Elle n’éprouva ni vertige, ni crainte. Seulement la puissance animale de cinq cents chevaux de métal qui l’arrachèrent du sol en dépliant leurs ailes fauves. Elle monta si haut qu’elle eut l’impression que le pays tout entier lui apparaissait d’un seul coup. De gros nuages se fendaient en bosses et protubérances. Les formes étaient courbes, galbées, bombées comme des jarres, suspendues comme des coraux, pleines de veinures secrètes, tout obéissait à des emblèmes féminins. Elle confirma à cet instant que le nom du ciel ne pouvait pas être masculin. Elle ne pouvait croire que les premiers aviateurs aient été des hommes. A le voir, le ciel était d’une féminité explosive, aux rondeurs corollaires. Cette demeure était faite comme un nid, un sein, prouvant que les premières civilisations des nuages avaient été matriarcales.

De ce vol, tous ceux qui suivirent se vouèrent à recueillir l’écho.


Extrait P 105

… mais Aukan lui répondit avec une pointe d’inquiétude dans la voix :

- Visiblement, nous vivons dans un monde où toutes les races ne peuvent cohabiter.

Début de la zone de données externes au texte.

PR #1434, opened 2020-10-17
Fix knob animation value not being accessible

lukecologne:
## Summary of Changes

* Change the FBW knob template to be able to set the animation variable type to LVars, at @ThePilot916's request


lukecologne:
Will merge since this is a small change. No functional changes.

PR #1451, opened 2020-10-19
[FIX] Hide blurred spinner mesh

lukecologne:
## Summary of Changes

* Fix the engine rotation templates in order to hide the blur spinner mesh
* This causes the spinner spiral to properly show up when the "medium blur" mesh is shown (see videos)
* Show the "Slow" blur mesh now all the time, this is a workaround to the fact that we cannot add a spinner spiral to the fast blur mesh, and should be removed once we can do this.

## Screenshots (if necessary)

Before: https://streamable.com/iiidxt
After: https://streamable.com/6vvu1p
After, with the slow blurred mesh showing all the time: https://streamable.com/au7de2


Pleasure0102:
Think it is better ! Still only a soloution until we can change the model i would say, but a good compromise for now.

lukecologne:
What I can do is just use the "SLOW" blur mesh all the time. But I don't know if this will look wrong or not, I'll have to try it out

lukecologne:
> 
> 
> Think it is better ! Still only a soloution until we can change the model i would say, but a good compromise for now.

We would only need to change the UV of the "BLUR" spinner, and the add a spiral to it's texture.

lukecologne:
I updated the PR comment with a potential change, where the slow blur mesh would be shown even at high RPM. Let me know what you prefer

lukecologne:
Alright, I asked in the discord which version looks better, and they agreed the version with the "Slow" blur mesh looked best. This is still only a temporary solution until we can fix the UVs for the "blur" spinner and add a spiral to it.

PR #1342, opened 2020-10-14
Custom MCDU Font

tyler58546:
## Summary of Changes

* Added custom MCDU font

## Screenshots (if necessary)

Before:
image
After:
image
image
image

## References

image
image

## How to download the PR for QA

Every new commit to this PR will cause a new A32NX artifact to be created and uploaded.
The build.py will have already been run with the latest changes, so no need to rerun it once you download the zip.

1. Make sure you are signed in to GitHub
1. Click on the **Checks** tab on the PR
1. On the right side, slick on the **Artifacts** drop down and click the **A32NX** link

PR #1463, opened 2020-10-20
Update ECAMFontRegular.ttf to have a proper slash in the zero character as the real plane has.

parlock:
Updated font to have a proper slash in the zero character as the real plane has.

## Summary of Changes
Update the ECAM font to have a proper slash in the zero character as the real plane has in its displays.


Benjozork:
Hello, can you include reference for that change ? I cannot find a picture of the ECAM with the 0 character having a slash.

parlock:
Video of real training on the MCDU of the A320.  Noticed the slashed zero character.  There are tons more available to verify...

https://www.youtube.com/watch?v=hzknF9qIUm4

Benjozork:
Right now all the displays use the same font. Someone is already working on a custom MCDU font, but we do not know whether it will be integrated since we haven't decided if we are modelling a Thales or Honeywell MCDU.

You might wanna talk with @wpine215 and @tyler58546 about fonts - they're the main people working on them for the MCDU.

Lucky38i:
not to downplay your contribution but it might be a little mute because of #1342

parlock:
I'd delete it, but it won't let me... sigh!!!

PR #1526, opened 2020-10-24
[Fix] Remove glow from tiller

### LINKED ISSUE #1350: [BUG] Modelling - Steering tiller glowing disconnect button
**Mod Version**

Dev version:
built: 2020-10-14T20:06:03+00:00
ref: refs/heads/master
sha: 3906ea82ef00d54f85387430444c583238144621
actor: Benjozork
event_name: push

**Describe the bug**

The steering tiller disconnect button glows at night. There's no ambient light coming from it, so I don't think this is intentional.

**To Reproduce**

1. Load up at night
2. Apply electrical power (batteries?)
3. Increase main panel and pedestal integral lighting
4. Look at steering tiller

**Expected behavior**

No glowing parts

**Actual behavior**

Steering tiller disconnect button glows.

**References**

No battery power:
image

Battery 1 and 2 on:
image

Main panel and pedestal integral lighting:
image
image
I don't think the button should be glowing...

**Additional context**

Unsure

Unsure

Eefoe#0570

lukecologne:
Fixes #1350

## Summary of Changes

* Removes the glow from the steering tillers.
* This also removes the text integrated lighting, since the button model and text are in the same mesh. I don't know if the text should have integrated lighting anyways, so it would be nice if someone could comment on that.

### DIFF
--- a/A32NX/SimObjects/AirPlanes/Asobo_A320_NEO/model/A320_NEO_INTERIOR.xml
+++ b/A32NX/SimObjects/AirPlanes/Asobo_A320_NEO/model/A320_NEO_INTERIOR.xml
@@ -713,13 +713,16 @@
                 <MAX_STEERING_VELOCITY>30</MAX_STEERING_VELOCITY>
             </UseTemplate>
 
+
             <UseTemplate Name="ASOBO_GT_Component_Emissive_Gauge">
                 <NODE_ID>PUSH_HANDLE_LEFT_YOKE</NODE_ID>
-                <POTENTIOMETER>85</POTENTIOMETER>
+                <!--<POTENTIOMETER>85</POTENTIOMETER>-->
+                <EMISSIVE_CODE>0</EMISSIVE_CODE>
             </UseTemplate>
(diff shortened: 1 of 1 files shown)


Pleasure0102:
@lukecologne what you mean by model and text in the same mesh ? AFAIK the text is as decal, not the same mesh.

lukecologne:
You can look at the model, normally it is like this, yes, but not on the tiller. That is why they made it so the whole tiller is glowing

Pleasure0102:
yeah, i actually checke myself again, you are correct.. oh my god we really have to fix that when we can edit the model, but i think for now disabling glow is better than the weird glowing tiller model

DarkOfNova:
> yeah, i actually checke myself again, you are correct.. oh my god we really have to fix that when we can edit the model, but i think for now disabling glow is better than the weird glowing tiller model

Agreed as it's inop anyway, no point in being an eye sore

lukecologne:
Sure, i'll merge it then.

PR #1548, opened 2020-10-26
[GPWS] Add minimums and 100above logic

linkeleven:
Fixes #1461 [REQUEST] decision height/minimum callouts
Fixes #808 [BUG]Minimum Call 

## Summary of Changes

- Added logic for minimum and 100 above callout
- MDA will trigger the callouts based on indicated altitude (barometric altimeter)
- DH will trigger callouts based on altitude above ground (radio altimeter)

## Additional context

Discord username (if different from GitHub):

## How to download the PR for QA

Every new commit to this PR will cause a new A32NX artifact to be created and uploaded.
The build.py will have already been run with the latest changes, so no need to rerun it once you download the zip.

1. Make sure you are signed in to GitHub
1. Click on the **Checks** tab on the PR
1. On the right side, slick on the **Artifacts** drop down and click the **A32NX** link

PR #1564, opened 2020-10-27
[MCDU] MDA/DH inputs

### LINKED ISSUE #1551: [BUG] [MCDU] MDA and DH input
version: master

**Describe the bug**

1. Currently booth MDA and DH can be entered at the same time.
2. Values entered in either MDA or DH cant be cleared with CLR or NO

**To Reproduce**

1. Enter MDA and DH on the approach phase page in the MCDU
mcdu_MDA_DH

2. Try to clear the MDA or DH with CLR or entering NO
mcdu_MDA_CLR_1
mcdu_MDA_NO_1
mcdu_MDA_CLR_2

**Expected behavior**

1. Only one value can be entered at the same time
2. If a value for MDA is entered the entry for DH should be cleared and vice versa
3.Entering CLR or NO should clean the entry

**Actual behavior**

**References**

grafik

**Additional context**

paul92ilm:
Fixes #1551 

## Summary of Changes
- Add ability to clear MDA/DH
- Add "NO DH"  logic (input NO, NODH or NO DH if ILS approach selected)
- Add DH range (0 to 700)
- Fix : only one value (MDA or DH) can be entered at the same time

## Screenshots (if necessary)
Before :
image

## References
image

## Additional context
Discord username (if different from GitHub): Lussion


Benjozork:
Thank you for your first PR!

Benjozork (approved):

lousybyte:
Any reason for new functions? They are already defined here and only used on the PERF page from what I can tell: [https://github.com/flybywiresim/a32nx/blob/87324ef670e164a028fd698dbdd95396f9c52943/A32NX/html_ui/Pages/VCockpit/Instruments/Airliners/A320_Neo/FMC/A32NX_FMCMainDisplay.js#L1581-L1600](https://github.com/flybywiresim/a32nx/blob/87324ef670e164a028fd698dbdd95396f9c52943/A32NX/html_ui/Pages/VCockpit/Instruments/Airliners/A320_Neo/FMC/A32NX_FMCMainDisplay.js#L1581-L1600)

beheh:
Which document is that reference from? I seem to remember some kind of logic that forbids entering a standalone "0" as DH and instead requires entering "NO", and I'd like to check the reference for that.

linkeleven:
@beheh , @lukecologne gave the reference picture

paul92ilm:
> Which document is that reference from? I seem to remember some kind of logic that forbids entering a standalone "0" as DH and instead requires entering "NO", and I'd like to check the reference for that.

"NO DH" added for NO, NO DH and NODH input in 3R

paul92ilm:
image
image

beheh:
Oh thanks, I'm blind, it was right there all along :-) That matches what I remember.

beheh:
I believe the motivation for the explicit "NO DH" input is that 0 cannot be inserted accidentally. I see nothing in the code that prevents a 0, or even a negative number from being inserted. Maybe we could double-check this against Allowed MCDU Data Values, or from RL pilot feedback?

paul92ilm:
Agree with you for the negative DH that makes no sense.
But I don't have any references for that point and for the 0 input in DH.

This PR fully fixes the original issue #1551, maybe open a new issue when we found references for 2 others points ?

beheh:
Yeah, sounds good.

beheh:
Actually I just searched a little more and I found this referenced in an FCOM under DATA FORMAT LIST:

image

So I assume 0 is fine actually because there's a difference between a decision height of 0 and no decision height, so I don't think there's a bug here. Nonetheless, you might interested in the official bounds here (0-700). Otherwise I'll just a file a new issue once this is merged.

It also sounds like NO is only available when an ILS approach is selected, but I don't think the current behavior encodes that. Any little step towards the correct implementation is good though, so you might as well keep it as is.

Keep up the good work!

paul92ilm:
Thank you for reference, range added

I also think that there is a huge work to do on MDA/MDH/Baro (2R) and DH/Radio (3R) logics

A32NX/html_ui/Pages/VCockpit/Instruments/Airliners/A320_Neo/CDU/A320_Neo_CDU_PerformancePage.js
```diff
@@ -558,18 +558,25 @@ class CDUPerformancePage {
...
             mcdu.clearUserInput();
-            if (mcdu.setPerfApprMDA(value)) {
+            if (mcdu.setPerfApprMDA(value) && mcdu.setPerfApprDH(FMCMainDisplay.clrValue)) {
                 CDUPerformancePage.ShowAPPRPage(mcdu);
             }
         };
         let dhCell = "[ ]";
         if (isFinite(mcdu.perfApprDH)) {
-            dhCell = mcdu.perfApprDH.toFixed(0);
+            if (mcdu.perfApprDH >= 0 && mcdu.perfApprDH <= 700) {
```
lousybyte, line 567: I think this check can be moved in the `setPerfApprDH(s)` function, since you want to check the values on input instead of on display.

paul92ilm: Fully agree 👍
Check moved to `setPerfApprDH(s)`
Thank you

danbw9:
Name: danbw9#7028
Date of testing: Current date 28/10/2020
Version of the sim: 1.9.5.0
PR Tested: #1564
Object of test: Checking correct behaviour with MDA/DH inputs

Testing technique: Test two phases of flight. Spawn C&D and plan as if doing a flight and check APP PERF page for the above described features. Then spawned on an approach to UACC and checked any differences to the input behaviour´.

Attempt the scenarios listed in the above PR
- checking a DH of 800 does not work
- checking only MDA or DH can be displayed
- writing '0' and 'NO' into DH all fine.
- able to clear any inputs


Flight notes
Startup: Everything normal. 

Taxi/Takeoff : N/A

Cruise: N/A

Descent/Landing : Everything normal. 

Shutdown: N/A

Issues (If Any): None
Overall Rating: Good
Conclusions of the testing: LGTM. Thank you for your work. Not sure if inputting '0' is suitable. Another IRL pilot could comment on that. As is mentioned above -  'NO DH' is only for ILS approach with a CAT IIIB approach, so a condition could be created for that.

beheh:
We've confirmed in Discord that 0 is appropriate and means something different, and it's as per the Honewell documentation linked above:

image

danbw9:
@beheh Thanks. Across two operators I have never seen that before. In practice it is probably never used. Just like CAT IIIC.

paul92ilm:
I'm not sure that ILS CATIIIB is implemented yet.
Maybe open an issue for that particular point after PR ?
This PR is needed for Minimums Logic #1548 and NO DH wasn't part of the initial issue #1551

lousybyte (approved):

linkeleven:
Name: linkeleven#2557
Date of testing: Current date 30/10/2020
Version of the sim: 1.10.7
PR Tested: #1564
Object of test: Checking correct behaviour with MDA/DH inputs

Testing technique: 1 flight from C&D, 5 flights spawned at runway

Attempt the scenarios listed in the above PR

- Add ability to clear MDA/DH 
// could clear MDA/DH at any phases of flight
- Add "NO DH" logic (input NO, NODH or NO DH if ILS approach selected) 
// could only enter NO, NODH, NO DH if an ils approach was loaded in the MCDU
- Add DH range (0 to 700) 
// could only enter numbers from 0-700 in DH
- Fix : only one value (MDA or DH) can be entered at the same time 
// entering a number in the empty Field clears the other one

Taxi/Takeoff : N/A

Cruise: N/A

Descent/Landing : Everything normal.

Shutdown: N/A

Issues (If Any): 
- entering a MDA <= 0, will still show NO DH in the PFD when in approach phase

Additional note:
- As discussed with me, DH is set to -1 when cleared, NO, NODH or NO DH. this is a preparation for the minimums callout logic

Overall Rating: Good

Conclusions of the testing: everything as described works perfectly fine, just the one issue i stated above

PR #1588, opened 2020-10-28
[MCDU] Changing cost index to a 0-99 range

### LINKED ISSUE #345: [REQUEST] Cost index does not seem to do anything
When I change the cost index for the flight the cruise is always at 285 knots. I can only change the cost index through the INIT page and when I do the cruise speed does not change. You can also not change the cost index on the performance pages on the MCDU. The cost index does, however, change the descent speed anywhere from 240-242. A lower cost index should result in a slower climb speed, cruise speed, and descent speed. The opposite is true for a higher cost index. I have no idea how much it should change by, just that it should change.

**Describe the features you'd like to see implemented**
I would like to see cost index be simulated. Speed can be controlled manually for now so it is not a big deal, but it would be nice to have.

**Additional context**
You guys are doing a great job with this mod, keep it up 👍

Watsi01:
Fixes #345 

## Summary of Changes
Changed the cost index, so 0-99 inputs in the MCDU are creating an according impact on CLB, CRZ and DES flightphase speeds.

## Additional context
I kept the vanilla function to calculate the cost index as it was before. I only changed the range of the given cost index. Before, the function headed for ranges between 0-999, whereas cost indexes in the A320 are more in a range of 0-99 (Pilots confirm?). Therefore an input of a cost range of 20 didn't make any difference from a cost range of 30 (examples). Now it does.

Maybe some fine tuning of the basic speeds of the flightphases has to be done. Have to check the impact on higher values (like 80).

Discord username (if different from GitHub): RogePete

### DIFF
--- a/A32NX/html_ui/Pages/VCockpit/Instruments/Airliners/A320_Neo/CDU/A320_Neo_CDU_MainDisplay.js
+++ b/A32NX/html_ui/Pages/VCockpit/Instruments/Airliners/A320_Neo/CDU/A320_Neo_CDU_MainDisplay.js
@@ -229,7 +229,7 @@ class A320_Neo_CDU_MainDisplay extends FMCMainDisplay {
         if (flapsHandleIndex != 0) {
             return Math.min(maxSpeed, this.getFlapSpeed());
         }
-        let dCI = this.costIndex / 999;
+        let dCI = this.costIndex / 99;
         dCI = dCI * dCI;
         let speed = 290 * (1 - dCI) + 330 * dCI;
         if (SimVar.GetSimVarValue("PLANE ALTITUDE", "feets") < 10000) {
--- a/A32NX/html_ui/Pages/VCockpit/Instruments/Airliners/A320_Neo/FMC/A32NX_FMCMainDisplay.js
+++ b/A32NX/html_ui/Pages/VCockpit/Instruments/Airliners/A320_Neo/FMC/A32NX_FMCMainDisplay.js
@@ -993,7 +993,7 @@ class FMCMainDisplay extends BaseAirliners {
         return false;
     }
     getClbManagedSpeed() {
-        const dCI = this.costIndex / 999;
+        const dCI = this.costIndex / 99;
         const flapsHandleIndex = Simplane.getFlapsHandleIndex();
         if (flapsHandleIndex != 0) {
             return this.getFlapSpeed();
@@ -1005,7 +1005,7 @@ class FMCMainDisplay extends BaseAirliners {
         return speed;
     }
     getCrzManagedSpeed() {
-        let dCI = this.costIndex / 999;
+        let dCI = this.costIndex / 99;
         dCI = dCI * dCI;
         const flapsHandleIndex = SimVar.GetSimVarValue("FLAPS HANDLE INDEX", "Number");
         if (flapsHandleIndex != 0) {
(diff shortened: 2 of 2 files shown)


lukecologne:
Cost index is 0-999 on the honeywell. 
grafik

Watsi01:
@lukecologne I won't contradict that. But any Pilot I spoke to said, they are in an input range below 30 (some below 10). And with the vanilla function, this has no impact. So I wonder what's the right way to do it.

lousybyte:
You also need to change this line as well if this goes through:
[https://github.com/flybywiresim/a32nx/blob/68da95724d8e2f546f3857040bc7719473a0b570/A32NX/html_ui/Pages/VCockpit/Instruments/Airliners/A320_Neo/FMC/A32NX_FMCMainDisplay.js#L389](https://github.com/flybywiresim/a32nx/blob/68da95724d8e2f546f3857040bc7719473a0b570/A32NX/html_ui/Pages/VCockpit/Instruments/Airliners/A320_Neo/FMC/A32NX_FMCMainDisplay.js#L389)

Also not sure if this fixes the issue mentioned, since technically the CI is working as intended, and the other half of that issue is regarding input not working as mentioned, which is not fixed in this PR.

donstim:
It really doesn't matter what CI pilots typical use. CIs from 0 to 999 are possible in the real airplane, so they should also be possible here. Note:  Last time I tried to enter a 0 CI, it wouldn't take it. Need to make sure it will take a 0 input for CI.

Watsi01:
So I close this, since it's not welcome. Thanks to all.

lousybyte:
> It really doesn't matter what CI pilots typical use. CIs from 0 to 999 are possible in the real airplane, so they should also be possible here. Note: Last time I tried to enter a 0 CI, it wouldn't take it. Need to make sure it will take a 0 input for CI.

0 is the default value - if it should be or not, that's a different issue - but by default the sim uses the lowest managed speeds based on CI 0.

Watsi01:
@donstim By the way: the Honeywell, providing a range from 0-999 doesn't necessarily mean, that Airbus is using it. If Airbus is calculating with CIs like this

airbusci

with a range of 0-999, it would have no impact on speeds.

lousybyte:
Those numbers are just an example, it says above that the formula is being scaled based on input range.

donstim:
> > It really doesn't matter what CI pilots typical use. CIs from 0 to 999 are possible in the real airplane, so they should also be possible here. Note: Last time I tried to enter a 0 CI, it wouldn't take it. Need to make sure it will take a 0 input for CI.
> 
> 0 is the default value - if it should be or not, that's a different issue - but by default the sim uses the lowest managed speeds based on CI 0.

You're telling me that a climb speed of 320 kts is for a CI of 0?

St54Kevin:
I can also confirm inputs over 99 are possible. The plane then includes flight level into the calculation. So up to 99 its changes speeds, over that it changes cruise level, because FL390 might not be the fastest.

lousybyte:
@donstim currently above FL100 it's 290kts with CI 0 and 330kts with CI 999 during CLB
@St54Kevin nothing has changed, it's more of a discussion if it should change and why

St54Kevin:
> @donstim currently above FL100 it's 290kts with CI 0 and 330kts with CI 999 during CLB
> @St54Kevin nothing has changed, it's more of a discussion if it should change and why

Oh I thought  it got already merged because its under closed PRs

donstim:
I realize this is closed, but just for the record, you should still be able to input a CI of 0, regardless of whether or not that is chosen to the the default for this mod.

Issue #5723, opened 2021-08-25
EFB Landing calculation page issues


donstim:
### Aircraft Version

Development

### Build info

```json
{
  "built": "2021-08-23T20:29:51+00:00",
  "ref": "merge",
  "sha": "fbd755b714259ced23b74315f272eaa80cad4582",
  "actor": "sidnov",
  "event_name": "manual"
}
```

### Describe the bug

After a landing calculation has been done once, the "Clear" button does not work and pressing the "Calculate" button after inserting new values in the wind direction and wind magnitude or rwy heading fields does not result in new landing distances being calculated. 

### Expected behavior

1) Pressing the "Clear" button should always clear all entry fields, and 
2) Changing the Wind Direction/Magnitude and Rwy Hdg inputs should result in a new landing distance calculation when changing from a headwind to a tailwind or vice versa, or when a tailwind magnitude changes.

### Steps to reproduce

Input entries in all fields of landing performance calculator. (Example that I used: 
![image](https://user-images.githubusercontent.com/70166617/130847231-6f9f6c77-fb3d-4c2d-a009-86100eefc966.png) - from a Discord user. (Although I did not get the crazy answers he got, the issue regarding clearing entries and changing wind speeds/direction and runway direction is present.)

Press "Clear" button

Change Wind Direction to match Rwy Hdg or vice versa. There is no change in the calculated landing distances even though the wind component went from a 15 knot tailwind to a 23 knot headwind. Changing the wind magnitude, which would change the tailwind component also does not change the calculated landing distances.

### References (optional)

![Screenshot (1117)](https://user-images.githubusercontent.com/70166617/130849097-a7007a5b-a2a4-4b12-ad1b-23b5adcb6101.png)

The calculated landing distances vary with the tailwind component.

### Discord Username (optional)

donbikes#4084

PR #5740, opened 2021-08-28
feat(efb): fix landing calculator issues and allow for unit toggle

### LINKED ISSUE #5734: flyPad: Landing Calculator Unit Toggles
### Aircraft Version

master

### Description

Add toggles to some/all of the units in the landing calculator. For example, QNH in mb to in Hg. Big one is LDA to feet, since all the US charts reference runway lengths in feet.

Ideally this would also toggle the output into feet as well.

The kg/LB toggle could probably use the setting already present in the flyPad settings.

### References (optional)

image

_No response_

Kennedy#6132

tracernz:
Fixes #5734 and #5723

## Summary of Changes

- General: Added a typescript unit conversion class similar to NXUnit that is synced to the `CONFIG_USING_METRIC_UNIT` setting.
- Landing calculator: Added unit toggles for "temperature", "pressure", "runway LDA" and "weight" inputs. The initial values and subsequent conversions make use of the new Units class.
- Landing calculator: Fixed the "Clear" button.
- Landing calculator: Fixed the "Wind Magnitude" input.
- Landing calculator: Made a separate button (from current *"Get METAR"*) to sync the weight.
- Landing calculator: Synced the displayed landing distance unit to the new "runway LDA" unit toggle *(m | ft)*. Also added a space between values and units, in the interests of good taste.
- Landing calculator: Made all inputs initially empty (by having *undefined* values), so that the placeholders can be seen.

## Screenshots (if necessary)
Initial landing calculator page (using metric system):
image
Filling in weight + runway LDA in ft:
image
Calculated values, length in m:
image

## Additional context

- @ghitier -> discord: `bk67`

## Testing instructions

Check that the landing performance page initially uses the units you select in Settings -> Aircraft -> Weight Unit (`kg` corresponds to metric units), when you change that setting the toggles should reflect that choice.

> Except for the Temperature which should initially always be in Celsius (it's the unit METARs use)

If you're able to use the Coherent debugger (if not don't worry), try to change the unit setting while looking at the EFB page:

- Open the debugger
- Choose the CDU
- In the console, run:
  - `NXDataStore.set('CONFIG_USING_METRIC_UNIT', '1')` to choose metric,
  - or `NXDataStore.set('CONFIG_USING_METRIC_UNIT', '0')` to choose imperial.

Sur le moment, Thérèse ne releva pas cette phrase et, bien qu’elle fût une femme renseignée, ne vit pas non plus l’allusion à la situation en Europe. En Amérique latine, ce n’est que très tard que les journaux commencèrent à parler d’un étrange personnage, un chancelier allemand qui attirait vers lui les foules et promettait de trouver les coupables de la crise économique. Des rumeurs couraient qu’une guerre pouvait éclater, que la montée du nazisme gagnait les classes les plus vulnérables, et toutes ces nouvelles arrivaient en caravane avec une telle certitude, une telle évidence, que Thérèse en conclut qu’elles ne pouvaient pas être vraisemblables.


Extrait P109

A cette époque, Ilario Danovsky apprit à piloter les avions les plus capricieux. Peu à peu, il comprit que sa réussite militaire dépendait de sa détermination, de sa vaillance. Il n’avait pas le même goût ardent pour l’aventure et le danger que Margot, mais cette différence ne fit qu’enrichir son enseignement. Cette équipe à deux, cette complicité chilienne, se para du prestige de la camaraderie qui est à la fois liberté et cloître. Ils prirent le même visage, le même sang, la même colère.


Extrait P 148

A dix-huit ans, il avait adopté l’attitude des existentialistes, toujours une cigarette aux lèvres, un air pénétré, vêtu d’un manteau de feutre à carreaux, l’haleine assombrie par dix-sept cafés avalés dans la journée. Il pouvait alors s’attarder des heures sur un détail de l’histoire sans en perdre le fil et se révéla être un puits intarissable de retournements. Il était aussi envoûtant qu’un tribun, aussi malin qu’un diseur de fortune. Il savait soigner les pauses, entraîner des silences de tension narrative, contenir l’émotion d’un personnage pour ne pas briser l’élan, expliquer sans dire, inventer une astuce pour relancer le récit et dresser un paysage si réel, si fidèle, que celui qui l’écoutait avait l’impression d’y être tout entier.

Extrait P 198

Ilario Da était si brisé, si humilié, si exténué, que Margot comprit qu’il rentrait d’un enfer encore plus sombre que le sien. Dans la confusion de ce retour, comme tous les Lonsonier, elle se mit à remplir précipitamment la baignoire, convaincue par un héritage familial que le bain était un des seuls remèdes au malheur.